Philippines banks see stronger loan demand from companies and households in the first quarter despite the series of rate hikes delivered by the Bangko Sentral ng Pilipinas (BSP) to fight inflation last year.
Based on the results of the central bank’s Q4 2022 Senior Loan Officers’ Survey (SLOS), banks expect a net increase in overall loan demand both from corporate and household borrowers
“Based on the diffusion index (DI) method, banks indicated expectations of a net increase in overall demand for loans from businesses in the first quarter of 2023, driven by customers’ more optimistic economic outlook, as well as increased customer inventory and accounts receivable financing needs,” the BSP said.
Likewise, the central bank said that bank respondents are also expecting a net increase in overall consumer loan demand in the first quarter mainly due to higher household consumption and housing investment.
The economy accelerated by 7.6 percent last year, the fastest since the 8.8 percent growth recorded in 1976, from 5.7 percent in 2021, with the further reopening of the economy as strict COVID-19 quarantine and lockdown protocols were lifted.
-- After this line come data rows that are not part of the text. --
Issue #4014, opened 2022-10-26
Dark image when player HDR in Fullscreen after upgrade to Ventura


buntupana:
**System and IINA version:**

- macOS 13.0
- IINA 1.3.0
- Macbook pro 14 2021

**Expected behavior:**
Watch HDR content in Fullscreen

**Actual behavior:**
When I try to play a content in HDR in fullscreen the image will go dark when the controller display fade out. If I play no HDR content or I disable HDR in options this won't happen. I tried legacy and native fullscreen with the same result.

<br>

**Steps to reproduce:**

Play any HDR content

**How often does this happen?**

Always

singh-jagjot:
The issue can be replicated on Macbook Pro 16 2021

buntupana:
Just discoverd a workaround:

Keeping the pointer in the bottom right/left corner of the screen while in fullscreen will fix the problem

low-batt:
Duplicate of #3844, #3880, #3906.

Liferme:
> 

I don't think it is only a matter of HDR videos, I watched a normal 2160P Bluray content today, and the issue remains.

singh-jagjot:
> > 
> 
> I don't think it is only a matter of HDR videos, I watched normal 2160P Bluray content today, and the issue remains.

For me, it's only limited to HDR videos, tested non-HDR(AV1, VP9) videos till 2160p and they are working as expected.

royj:
I made a workaround here: https://github.com/iina/iina/pull/4017

I only tested it on my MBP16, so additional testing would be useful.

Liferme:
@low-batt @singh-jagjot  **Sorry guys, I just updated to Ventura today, and I didn't do much testing when I commented.**

After a thorough test, it appears that we can confirm the issue is tied to HDR enabling in the quick settings panel. And it has nothing to do with hardware decoding.

**Behavior:**
The screen will become so dim that the video becomes unwatchable when the controller bar fade out in HDR fullscreen mode.

**My Device Specification:**
- macOS Ventura 13.0
- IINA 1.3.0
- Macbook pro 14 2021

low-batt:
@Liferme Thanks for the testing and clarifying your report. This does line up with what we know about the problem.

low-batt:
This same problem is reported in multiple issues. Closing duplicates in favor of the first report of this problem in issue #3844.

Issue #3906, opened 2022-08-11
HDR video become very dark in hdr mode on macbook air m2


YuntianCheng:
**System and IINA version:**

- macOS 12.5
- IINA 1.3.0

**Expected behavior:**
Play HDR video normally

**Actual behavior:**

Video become very dark

**Steps to reproduce:**
 play a hdr video on macbook air m2, turn on the hdr switch

**How often does this happen?**
everytime

hannesaronsson:
The Macbook Air does not have a screen that supports HDR. But i guess you could handle the behaviour differently anyway.

KrisCris:
Sometimes if I got lucky enough, I am able to play the same HDR content correctly, but most of the time it is too dark to see

KrisCris:
I want to take a screenshot, but the screenshot is not darken at all

YuntianCheng:
> The Macbook Air does not have a screen that supports HDR. But i guess you could handle the behaviour differently anyway.
The build-in screen on MacBook Air definitely support HDR
![3527D3B2-E978-4FC7-A39F-4360BEE98100](https://user-images.githubusercontent.com/29092622/185258513-c0b1dac3-edf7-4ba6-87f7-a11b4505eb35.png)

hannesaronsson:
> The Macbook Air does not have a screen that supports HDR. But i guess you could handle the behaviour differently anyway.
> The build-in screen on MacBook Air definitely support HDR
> ![3527D3B2-E978-4FC7-A39F-4360BEE98100](https://user-images.githubusercontent.com/29092622/185258513-c0b1dac3-edf7-4ba6-87f7-a11b4505eb35.png)

This sounds kinda confusing to me as the screen is an edge lit LCD (400 nits) which does not have any local dimming zones. What exactly does HDR even do when there is no brightness levels that can change within the picture?

KrisCris:
Actually, things like hdr400 don't require local dimming. Without local dimming just means it looks not that good

Zer0xPoint:
accessbilty -> display -> Pointer Size 
Switch the toggle
u will be fine

YuntianCheng:
> accessbilty -> display -> Pointer Size Switch the toggle u will be fine
> 
> it seem like an macOS's Bug rither then IIna, non beta version working fine

I tried, it didn't work.

JHNunderwood:
[...]

Issue #3880, opened 2022-07-19
The screen automatically dims when playing


HurstSi:
**System and IINA version:** macOS 13.0 iina 1.3.0

**Expected behavior:**
The screen should keep its brightness level.

**Actual behavior:**
When playing HDR video, the screen automatically dims when the mouse stops moving.

**Steps to reproduce:**
Paly an HDR video on MacBook Pro 14 inch's screen.

**How often does this happen?**
everytime

low-batt:
You are experiencing this running the macOS Ventura (13.0) public beta?

If so, I suggest reporting this behavior to Apple. See this iMore article: [How to send feedback to Apple about macOS betas](https://www.imore.com/how-send-mac-os-public-beta-feedback)

HurstSi:
> You are experiencing this running the macOS Ventura (13.0) public beta?
> 
> If so, I suggest reporting this behavior to Apple. See this iMore article: [How to send feedback to Apple about macOS betas](https://www.imore.com/how-send-mac-os-public-beta-feedback)

Yes, that's happening on macOS Ventura. OK, I'll reporting to Apple. Thank you.

low-batt:
Thanks! Please let us know what Apple as to say.

One possibility is that this macOS feature is malfunctioning in Ventura:
[If the brightness is limited on your MacBook Pro with Liquid Retina XDR display or Apple Pro Display XDR](https://support.apple.com/en-us/HT212877)

Hopefully Apple will explain the behavior.

poorest1212:
beta2 still sucks... cannot watch HDR video in fullscreen, only works in window mode

low-batt:
Thank you for reporting this. It is helpful for the IINA project to know that there is trouble when running under the Ventura Public Beta. _However_ the point of macOS Beta releases is for _Apple_ to gather feedback. Have you reported this behavior to Apple as well? From [Apple Beta Software Program FAQ](https://beta.apple.com/sp/betaprogram/faq):
> **How do I provide my feedback to Apple?**
>
[...]

Issue #4015, opened 2022-10-27
[Ventura] Non-IINA monitor momentarily blackened while using Firefox or Chromium in full screen while IINA is also full screen


dbenjaminmiller:
**System and IINA version:**

- macOS 13.0
- IINA - Both 1.3.0 (132) and nightly@f8811b6

**Expected behavior:** When Firefox/Chromium is open on monitor in full screen, and IINA is in full screen on the other, there should be no momentarily blackening of any screens at any time.

**Actual behavior:** When I open Firefox full-screen on one monitor, and IINA full-screen on the other, the screen with Firefox will sometimes be blackened. Sometimes this occurs somewhat randomly when a key is pressed on the keyboard while I have the Firefox window open. But the most consistent way to get this to occur is by clicking in the Firefox screen and then moving the cursor to the IINA monitor, which usually (though not 100% of the time) causes the Firefox monitor to go black, until I either click on the IINA monitor or move my mouse back (usually), though the screen will un-black after a moment in many cases. The screen also sometimes will turn black when I make a keystroke in the Firefox screen without moving my cursor to the IINA screen. This often happens when I am typing in a text box on a webpage, especially when I press the space bar.

I have tried this using both Firefox 106.0.2 (current stable) and Firefox's latest nightly build as of the time of my writing this, with the same results. I also tried using Chromium 106, which seems susceptible to the same problem. With most other programs, this does not occur (e.g., with Safari and Apple Mail). I don't know why it occurs with Firefox and Chromium and not those other programs, but it clearly has something to do with IINA, because it occurs with multiple other programs on the other screen, and it does not happen with MPV, nor with any other video player I try (e.g., QuickTime and VLC).

This phenomenon only occurs when a video is playing, not when one is open but paused. This does occur even if the video and/or audio tracks are disabled. More than that, whenever there is a UI panel of some kind open in IINA (playlist, settings sidebar, about window, etc.) above the IINA full-screen window, in any way, then the phenomenon does not occur even while playback is actually active.

The phenomenon does not occur when there are two windows split-screen on the same screen. This includes when IINA and Firefox are split on halves of the same screen, or even in fact when IINA is on one window and two firefox windows are split-screen in full-screen mode on the other.

The issue occurs no matter what hardware acceleration settings are chosen in Firefox or IINA. It also occurs no matter what codec is used in the video played in IINA and no matter its framerate (including whether it has an integer or non-integer framerate).

[...]

PR #4017, opened 2022-10-27
Workaround for dimmed HDR content in full screen on macOS 13

royj:
- [x] This implements/fixes issue #3844, #3880, #3906 and #4014

---

**Description:**

Starting with macOS 13, some strange behavior can be seen when viewing videos in full screen in HDR mode. The screen will be dimmed when the player controls disapear. It looks like it might be a bug on Apple's side, although I'm not sure. From what I've found was if the views do not set the property `isHidden`, but rather an almost invisible alpha level, the video displays normally in its full HDR glory. The end result for the user is the same, setting the player controls to such a low alpha is invisible to the human eye.

### DIFF
--- a/iina/MainWindowController.swift
+++ b/iina/MainWindowController.swift
@@ -1621,8 +1621,16 @@ class MainWindowController: PlayerWindowController {
     NSCursor.setHiddenUntilMouseMoves(true)
   }
   
-  // Workaround for macOS 13 where HDR content becomes dimmed when overlaying views are fully hidden.
-  private let almostInvisibleAlpha: CGFloat = 0.01
+  // Workaround for macOS 13 where HDR content becomes dimmed when overlaying views are fully hidden. (#3844)
+  private var almostInvisibleAlpha: CGFloat {
+    if #available(macOS 13, *) {
+      if fsState.isFullscreen && player.info.hdrEnabled {
+        return 0.01
+      }
+    }
+    // This issue does not occur when running in non HDR / non full screen or a macOS version lower than 13.
+    return 0
+  }
 
   private func hideUI() {
     // Don't hide UI when in PIP
--- a/iina/MainWindowController.swift
+++ b/iina/MainWindowController.swift
@@ -1621,7 +1621,7 @@ class MainWindowController: PlayerWindowController {
     NSCursor.setHiddenUntilMouseMoves(true)
   }
   
-  // Fixes a bug in macOS 13 where HDR content becomes dimmed overlaying views are fully hidden.
+  // Workaround for macOS 13 where HDR content becomes dimmed when overlaying views are fully hidden.
   private let almostInvisibleAlpha: CGFloat = 0.01
 
   private func hideUI() {
--- a/iina/MainWindowController.swift
+++ b/iina/MainWindowController.swift
@@ -1620,6 +1620,9 @@ class MainWindowController: PlayerWindowController {
     hideUI()
     NSCursor.setHiddenUntilMouseMoves(true)
   }
+  
+  // Fixes a bug in macOS 13 where HDR content becomes dimmed overlaying views are fully hidden.
+  private let almostInvisibleAlpha: CGFloat = 0.01
 
   private func hideUI() {
     // Don't hide UI when in PIP
@@ -1631,15 +1634,15 @@ class MainWindowController: PlayerWindowController {
     player.invalidateTimer()
     animationState = .willHide
     fadeableViews.forEach { (v) in
-      v.isHidden = false
+      v.alphaValue = almostInvisibleAlpha
     }
     NSAnimationContext.runAnimationGroup({ (context) in
       context.duration = UIAnimationDuration
       fadeableViews.forEach { (v) in
-        v.animator().alphaValue = 0
+        v.animator().alphaValue = almostInvisibleAlpha
       }
       if !self.fsState.isFullscreen {
-        titleTextField?.animator().alphaValue = 0
+        titleTextField?.animator().alphaValue = almostInvisibleAlpha
       }
     }) {
       // if no interrupt then hide animation
@@ -1648,7 +1651,7 @@ class MainWindowController: PlayerWindowController {
           if let btn = v as? NSButton, self.standardWindowButtons.contains(btn) {
             v.alphaValue = 1e-100
           } else {
-            v.isHidden = true
+            v.alphaValue = self.almostInvisibleAlpha
           }
         }
         self.animationState = .hidden


inzar98:
I cant wait to building and approval !!! Thxxx <3

low-batt:
@royj I was about to point out the comment should say "workaround" not "fix"...

Currently writting some review comments...

low-batt (commented):
Thanks for coding this up! Nice commit comment!

Normally I prefer to really track down and understand an issue before reaching for a workaround. However in this case I keep getting stuck trying to figure out what Apple has done to cause this problem. We are probably going to have to go with a workaround.

My own rules for adding a workaround:
- Clearly document in the code that this is a workaround
- Limit the scope as much as possible

A developer in the future might look at this code and expect it to use `isHidden`. There is a good comment on `almostInvisibleAlpha` that should give them an idea that this is some sort of workaround. I would suggest referencing one of the issues reporting the problem.

In this case limiting the scope would imply:
- Only apply to macOS 13.0+
- Only apply when in full screen mode
- Only apply when HDR is active

Assuming our current understanding of when the problem arrises is correct.

Setting `isHidden` has other impacts such as changing how events are delivered.
I can't think of a problem not fully hiding these views would cause, but this means by applying the workaround to the existing views the scope of the workaround might be larger than needed.

Another way to do this would be to create a view specifically for the workaround, something like:
```swift
  private lazy var dimmingWorkroundView = {
    let frame = NSRect(origin: .zero, size: NSSize(width: 0.1, height: 0.1))
    let view = NSView(frame: frame)
    view.wantsLayer = true
    view.layer?.backgroundColor = NSColor.black.cgColor
    view.layer?.opacity = 0.01
    return view
  }()
```

Add that subview in `windowDidEnterFullScreen`:
```swift
    if #available(macOS 13.0, *) {
      window?.contentView?.addSubview(dimmingWorkroundView)
    }
```

And remove it in `windowWillExitFullScreen`:
```swift
    if #available(macOS 13.0, *) {
      dimmingWorkroundView.removeFromSuperviewWithoutNeedingDisplay()
    }
```

Maybe something like that. Would also need a check that HDR is active.

I'm the junior newbie. See what the other reviewers think. They may prefer applying the workaround to the existing views.

royj:
Hello, thanks for your feedback. A dimming overlay view might also fix the problem but in my opinion this increases complexity (and thus, chances for bugs). I followed your advice and applied the fix only for the scenarios you mentioned.

I read some information on setting the alpha lower than 0.02. Apperantly, this also prevents system events from occuring on the controls, the same as using `isHidden`. I'm not sure on the accuracy of this but even if it does still receive events, I believe this is fine. The user moves the cursor anyway to tap an element on the player controller. It is very hard to click on something without moving the mouse a single pixel. 

I created this pull request because this was an issue I was running into when watching a movie yesterday. As you can imagine, I don't have a lot of time to perfect it. 😄 If needed, someone else can pick up the pace from here and clean it up further.

svobs:
@royj this is awesome, thank you! Hopefully this can get merged soon!

Thought of a suggestion (not necessarily for this case - you've done plenty) but in general might be good for things like this - is to add a new preference key, something like `enableHDRDimmingWorkaround`, which defaults to `true`, which controls whether the workaround is enabled. It wouldn't need to be represented in the Preferences UI or even documented; it would just be a safety switch to future-proof the workaround, a potential workaround for the workaround, if it comes up. That way if it turns out to cause problems in the future, users could either set the pref key to false using launch arguments, or change it permanently using a prefs editor, rather than have to wait for a new release.

low-batt:
Currently we are waiting on the other developers for a review. They may approve and merge the current proposed fix as it is a priority to get this regression fixed.

I do like being able to control some of the implementation through preferences. IINA already has a few such preferences.

inzar98:
Guys is there anyway to try that without building myself ?

low-batt:
At the moment you would have to build IINA yourself.

I have just confirmed that issue #4015 seems to not be reproducible with this workaround. That problem is seen when playing a normal, NOT HDR video. Since I had @royj restrict this workaround to HDR videos I think it is on me to do the work to update the workaround to be applied to all videos. I'm currently waiting for comments from other reviewers incase additional changes are needed.

Sure seems like something is very broken in macOS.

aidan-gibson:
This worked for me, but had to enable "Use legacy full screen" else it didn't work. Also have Advanced > "Use mpv osd" enabled; did not test disabling that option.

low-batt:
@aidan-gibson Thanks for reporting trouble with the workaround.

I tried to reproduce the failure. I fetched the PR:
```text
git fetch origin pull/4017/head:pr4017
git checkout pr4017
```

I confirmed I was working with the sources that contain the workaround.
In Xcode I cleaned and rebuilt. 
I changed my IINA preferences, enabling `Use mpv's OSD` under `Advanced` and disabling `Use legacy full screen` under `General`.
I restarted IINA.
I tested using the YouTube HDR video: [The World in HDR in 4K (ULTRA HD)](https://www.youtube.com/watch?v=tO01J-M3g0U) I had previously downloaded and reproduced the problem with.
I did not experience the diming of the screen in full screen mode when the OSC disappears.

I'm very concerned that for some reason the workaround did not work for you. I'm testing on a MacBookPro18,2 with the M1 chip.

Can you think of anything else about your environment that might have played a role?

aidan-gibson:
Tested disabling mpv osd; dimming still occurs with legacy fullscreen disabled but fixed with legacy fullscreen enabled.

Just tested on an external HDR-capable display (Samsung Neo G9), confirmed HDR was enabled system-wide and in IINA; experienced no dimming regardless of settings.

I'm running Ventura 13.0 on a 2021 Macbook Pro 16-inch, M1 Max 32GB.
Honestly there's a boatload of weird customizations to my mac setup, is there anything I should specifically look for?

aidan-gibson:
I followed the build instructions, ie `./other/download_libs.sh` and building in Xcode (Xcode is up to date, latest public version 14.0.1)

low-batt:
Your setup is really close to what I'm testing with. I'm testing on my 16" MacBook Pro with the M1 Max chip. I'm building with Xcode 14.0.1.

When the problem reproduces do you see the same behavior where the screen dims when the OSC disappears and brightens up if you move the mouse and the OSC appears again?

The idea behind the workaround is to make the OSC extremely transparent instead of completely hiding it so playback will always act like it does when the OSD is displayed.

I was also unable to reproduce the odd problem reported in issue #4015 when running with this workaround. That does not involve HDR. It involves multiple monitors. So Ventura graphics problems extend beyond this HDR problem.

There are significant changes related to graphics in Ventura. From [macOS Ventura is now available](https://www.apple.com/newsroom/2022/10/macos-ventura-is-now-available/):
> macOS Ventura brings new technologies like Metal 3 

Likely the problems we are experiencing are related to those changes.

The workaround is setting the [alphaValue](https://developer.apple.com/documentation/appkit/nsview/1483560-alphavalue) to `0.01`:

```swift
  // Workaround for macOS 13 where HDR content becomes dimmed when overlaying views are fully hidden. (#3844)
  private var almostInvisibleAlpha: CGFloat {
    if #available(macOS 13, *) {
      if fsState.isFullscreen && player.info.hdrEnabled {
        return 0.01
 ```

You could try increasing that value and see if that makes a difference. Of course if that works we'd be confused as to why the current setting works on my Mac and not yours.

I'm still thinking about what other Mac settings might be coming into play to cause the difference in behavior between our Macs.

**Comment by svobs** [comment]
I've started looking into this and have managed to acquire an HDR display (a Sony XBR-43X800H) and testing on a 2021 M1 Macbook Air, using the develop branch. 

I'm seeing a few issues. I'm launching IINA and playing an HDR video on the HDR display by clicking on the video in Welcome window. I find that if I move the Welcome window into the HDR display before clicking the link, it activates HDR. If I click the Welcome window while it's on my Macbook display, even though it opens the video on the HDR display, HDR is disabled and can't be selected from the side panel.

Also, I'm seeing the dimming issue in fullscreen - only when HDR has been enabled. I've been adding logging, and I also see the following when coming out of fullscreen (this might end up being a different issue...not sure). I do not see these message s except when HDR has been enabled.

```
19:25:29.330 [iina][d] Deactivating fullscreen <-- my logging
19:25:29.922 [iina][w] mpv log: [cplayer] warn: 
19:25:29.922 [iina][w] mpv log: [cplayer] warn: Audio/Video desynchronisation detected! Possible reasons include too slow
19:25:29.922 [iina][w] mpv log: [cplayer] warn: hardware, temporary CPU spikes, broken drivers, and broken files. Audio
19:25:29.922 [iina][w] mpv log: [cplayer] warn: position will not match to the video (see A-V status field).
19:25:29.922 [iina][w] mpv log: [cplayer] warn: 
19:25:36.574 [iina][d] Activating fullscreen  <-- my logging
```

Some questions:

1. It looks like there are bug fixes for HDR in the iina-plus project.  Is there a timeline for merging those into the upstream project? I suppose I'll try to merge the changes there and try to use those. 
2. Curious about the workaround...can the translucent layer made smaller and still work? Would it be possible to reduce it to one pixel, or does it need to be the whole screen?

First guess is that the fullscreen bug has something to do with Apple's new whiz-bang EDR which is supposed to produce HDR displays out of not-HDR and seems sort of ill-defined.

I also see some potential issues with the HDR code, with nil boolean values getting interpreted as false, and some possible race conditions. Those probably are outside the scope of this bug, but shouldn't be ruled out. More research is needed. Will continue to investigate...

**Comment by svobs** [comment]
OK just saw https://github.com/iina/iina/issues/4015#issuecomment-1296054995 so feeling less overwhelmed. But looks like there are some other potential issues which I'll work on getting sorted out and filing separate tickets for.

**Comment by low-batt** [comment]
Issue #4015 is interesting. I reproduced that one running IINA on the builtin display and running Firefox in fullscreen on an external monitor. The problem causes the external monitor to sometimes go black. That problem exhibits similar behavior. IINA needs to be in full screen mode, playing a video and not displaying any UI components. BUT it does not require HDR. Running IINA with the workaround I was unable to reproduce the problem.

Issue #4015 was just updated with a report that the problem has been reproduced without using IINA.

The behavior with the welcome window, HDR and an external monitor definitely sounds like a defect. See if that is reproducible with IINA+.

Momentary A/V desynchronization can occur when going in and out of full screen depending upon the amount of animations. If you enable "Reduce motion" in macOS settings and enable "Use legacy full screen" in IINA then desynchronization is less likely.

Two HDR related changes from IINA+ have just been merged. At the moment most merging is paused as it is looking like we will need to address this Ventura issue and cut a release, assuming this workaround is viable. We need to explain why the workaround is failing for @aidan-gibson. 

On the question about a smaller translucent layer see [this comment](https://github.com/iina/iina/pull/4017#pullrequestreview-1158954877) above.

My guess is these macOS problems are a result of faulty changes related to the new Metal 3, rather than EDR which has been in macOS for a while.

One of the HDR two fixes that were merged into develop addresses a race condition. If there are others then we definitely want to fix them as well.

I see you replied while I was writing this. That this kind of behavior can be reproduced without using IINA is definitely a relief. I was concerned that changes in Ventura exposed some sort of lurking problem in IINA.

The important issue at the moment is why did this workaround only work for @aidan-gibson if "Use legacy full screen" is enabled.

**Comment by svobs** [comment]
I've been shotgunning a bunch of tests and I found some random results which may or may not be helpful.

## 1
I ran a custom build where I hard-coded the HDR colorspace to `nil`:

```Swift
// MARK: - HDR

@available(macOS 10.15, *)
extension VideoView {
  func refreshEdrMode() {

    //  ... 

    Logger.log("Will activate HDR color space instead of using ICC profile", level: .debug, subsystem: hdrSubsystem);

//    videoLayer.colorspace = CGColorSpace(name: name!)
    videoLayer.colorspace = nil  // <-- this
    mpv.setString(MPVOption.GPURendererOptions.targetTrc, gamma)
    mpv.setString(MPVOption.GPURendererOptions.targetPrim, primaries)
    return true;
  }
}
```

The result looks the same as when the fullscreen bug presents itself. I can't know for sure, but when I go into fullscreen and let the on-screen elements settle, there's no change. So it's possible this might be what's occurring. Although it's not a very strong clue, it's something...

## 2
So, seeing as the workaround involves putting an alpha-blending element on the screen, I decided to see if maybe the bug has to do with any of the on-screen displays. So I removed all the OSC, OSD, loading indicators, and other stuff from the window so I could see whether that would help or hurt it. So I set everything except the video to hidden, commented out all the bodies of all the methods which use them and all the mouse listeners. I also reverted the changes to the previous test so that the colorspace was again being set for HDR.

The result was:

- When I enter fullscreen, my mouse cursor isn't hidden (oops?), but the bug doesn't present itself and the video plays as it should - until I move the cursor even slightly, and then the video goes dim and drab. And this seems to be its new stable state. Leaving the cursor alone won't bring back the vibrancy.
- Although - moving the cursor up and displaying the menubar will bring the video back, but as soon as the menu bar is hidden again, it goes drab.

---

Maybe I just re-treaded the path @aidan-gibson took. It's easy to speculate that this bug is happening when the EDR daemons are checking whether there's any EDR content on the screen...and assuming it ignored the video, if it doesn't see anything else it may conclude that EDR processing isn't needed and shut it down...or something along those lines.

I still haven't run any tests with the workaround, or peered into legacy fullscreen - I used up my time quota for this for now.

aidan-gibson:
Rebuilt it and it's working now?? Legacy fullscreen is off, all is well! No idea what I fucked up before. Sorry about that! Full steam ahead.

low-batt:
@aidan-gibson No problem. Happens. Really appreciate the update as the developers were chatting today and were very worried about the report of the workaround not always working. We will be moving ahead with the workaround.

svobs:
Today I saw the defect affect my whole screen. I had it plugged in and was going to do some more testing and realized the screen seemed dim. I double-checked the settings on my display, then unplugged its Thunderbolt cable from my MacBook Air M1, and then plugged it in again. I saw the following:

1. Connected the display to my Mac.
2. ~5 sec later: it displays my desktop and a couple of windows including an HDR video in IINA.
3. ~1 sec later: it gets brighter, and the IINA video has more contrast.
4. ~0.5 sec later: it dims again.

I wasn't able to restore it to full brightness unless I disconnected & reconnected it again, but still got the same flicker and death.

Restarted, and things were back to normal...

I don't think I'm going to do any more testing for this. Apple should have fixed it, or else delayed the release. Never trust MacOS updates which occur simultaneously with iOS updates, I suppose.

Still, I'm not opposed to implementing the workaround if it helps 95% of the time. Can always remove it in a later build. Just need to remember it's important to manage expectations.

low-batt:
Another person had the screen going into an infinite dim/bright cycle while the video was paused in fullscreen. The graphics portion of macOS Ventura is definitely broken in a very odd way.

low-batt:
Reviewers asked for changes to the workaround. I've adjusted the workaround accordingly and created a new PR, #4031. Closing this PR in favor of that one.

yanhuichao:
这个修复版本预计什么时候会放出来吖

low-batt:
以英语为母语的人使用在线翻译器进行了回应。

替换的PR #4031已经被审核并合并到开发分支。目前，该修正只在未签名的[夜间构建](https://nightly.iina.io/)中可用，或者如果你从开发分支中自己构建IINA的话。IINA维护版本的工作正在进行中。

这个 "修复 "是一个变通方案，我们希望它在大多数情况下都能发挥作用。问题的实际来源似乎是macOS Ventura的一个退步。希望苹果公司正在进行修复工作。

The replacement PR #4031 has been reviewed and merged into the develop branch. At the moment the fix is only available in an unsigned [nightly build](https://nightly.iina.io/) or if you build IINA yourself from the develop branch. Work is in progress on an IINA maintenance release.

The "fix" is a workaround that we hope will be effective in most cases. The actual source of the problem appears to be a regression in macOS Ventura. Hopefully Apple is working on a fix.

For the fourth quarter of last year, the SLOS, covering 63 banks from Dec. 14 to Jan. 13 this year, showed a net increase in overall loan demand from across all firm classifications and categories of household loans.
The results of the survey also showed that banks expect a steady rise in commercial real estate and residential real estate loans from January to March.
According to the BSP, the DI-based approach pointed to anticipations of net rise in credit demand for commercial real estate loans amid banks’ more attractive financing terms and lower interest rates, as well as customers’ lack of alternative sources of funds.
Likewise, the central bank added that the DI approach also indicated a net increase in residential real estate loan demand for the first quarter, driven mainly by higher household consumption and housing investment.
Preliminary data from the BSP showed that rate hikes delivered by the Monetary Board has started eating into credit growth, as the rise in loans extended by big banks slowed to 13.7 percent in November from 13.9 percent in October.
As of end-November last year, universal and commercial banks disbursed P10.64 trillion in loans versus the P9.35 trillion released in end-November 2021.